## ENTRIES SUPPLIED
────
PR #908, opened 2019-01-29
Update missing copyrights

let-def:
Copyright line is now "   Copyright (C) 2013 - 2019  Merlin contributors".

IANAL, I have no idea what I am doing.

### DIFF
--- a/src/analysis/expansion.ml
+++ b/src/analysis/expansion.ml
@@ -1,3 +1,29 @@
+(* {{{ COPYING *(
+
+  This file is part of Merlin, an helper for ocaml editors
+
+  Copyright (C) 2013 - 2019  Merlin contributors
+
+  Permission is hereby granted, free of charge, to any person obtaining a
+  copy of this software and associated documentation files (the "Software"),
+  to deal in the Software without restriction, including without limitation the
+  rights to use, copy, modify, merge, publish, distribute, sublicense, and/or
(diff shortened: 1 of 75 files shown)


let-def:
@avsm: Flow copyright is copied there (with the path to MIT LICENSE updated) https://github.com/ocaml/merlin/pull/908/files#diff-1ead05ed940a205c93fcfead82ab8caeR36

src/analysis/expansion.ml
```diff
@@ -1,3 +1,29 @@
+(* {{{ COPYING *(
+
+  This file is part of Merlin, an helper for ocaml editors
+
+  Copyright (C) 2013 - 2019  Merlin contributors
```
trefis: "Merlin contributors"

Not sure what value that holds...

avsm:
(IANAL also) My understanding of the Merlin repository is that the original MIT license was added to the repository 6 years ago.  Since then, the common understanding is that any contributions sent here via PRs would be covered by that license as well.  Therefore, you can define the `Merlin contributors` somewhere in the repository as the assemblage of those GitHub ids.  So the PR here seems fine to me, with some clarification perhaps being helpful about who those contributors are so there is no ambiguity.

XVilka:
Should be this one reconsidered too? Would be a nice addition for the next release (with 4.09 support) if accepted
────
## TASK ITEM
Show each line of the material above where "what" occurs.

## RESULT OF THE EXERCISE
IANAL, I have no idea what I am doing.
Not sure what value that holds...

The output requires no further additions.